PR #1602, opened 2026-09-10
ateletpb: split the Restore snapshot source from the checkpoint destination

dberkov:
Pure refactoring of the atelet Restore API, preparing for the node-local snapshot cache (#690, #1551) without any behavior change: `RestoreRequest` gets its own external snapshot *source* type, so read-side attributes of a restore source have a home — today the URI, next (in the M2 cache work) a sharing/cacheability property set by the control plane.

Three commits, each buildable and tested:

1. **`ateletpb: give Restore its own external snapshot source message`** — `ExternalRestoreConfiguration` replaces `ExternalCheckpointConfiguration` in `RestoreRequest`'s config oneof. The type change is wire-compatible: `snapshot_uri` keeps field number 1, so old peers decode the message exactly as before (the constraint is documented on the field). `base_config` (field 16) supersedes the top-level `golden_snapshot_uri` string, typing the DATA_ON_GOLDEN base as a restore source too — a `string → message` change is not wire-compatible, hence the new field number and the transition below. `CheckpointRequest` is untouched.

****************

_Exercise requirements_: Return the records exactly, character for character.

_Answer below_:
PR #1602, opened 2026-09-10
ateletpb: split the Restore snapshot source from the checkpoint destination

dberkov:
Pure refactoring of the atelet Restore API, preparing for the node-local snapshot cache (#690, #1551) without any behavior change: `RestoreRequest` gets its own external snapshot *source* type, so read-side attributes of a restore source have a home — today the URI, next (in the M2 cache work) a sharing/cacheability property set by the control plane.

Three commits, each buildable and tested:

1. **`ateletpb: give Restore its own external snapshot source message`** — `ExternalRestoreConfiguration` replaces `ExternalCheckpointConfiguration` in `RestoreRequest`'s config oneof. The type change is wire-compatible: `snapshot_uri` keeps field number 1, so old peers decode the message exactly as before (the constraint is documented on the field). `base_config` (field 16) supersedes the top-level `golden_snapshot_uri` string, typing the DATA_ON_GOLDEN base as a restore source too — a `string → message` change is not wire-compatible, hence the new field number and the transition below. `CheckpointRequest` is untouched.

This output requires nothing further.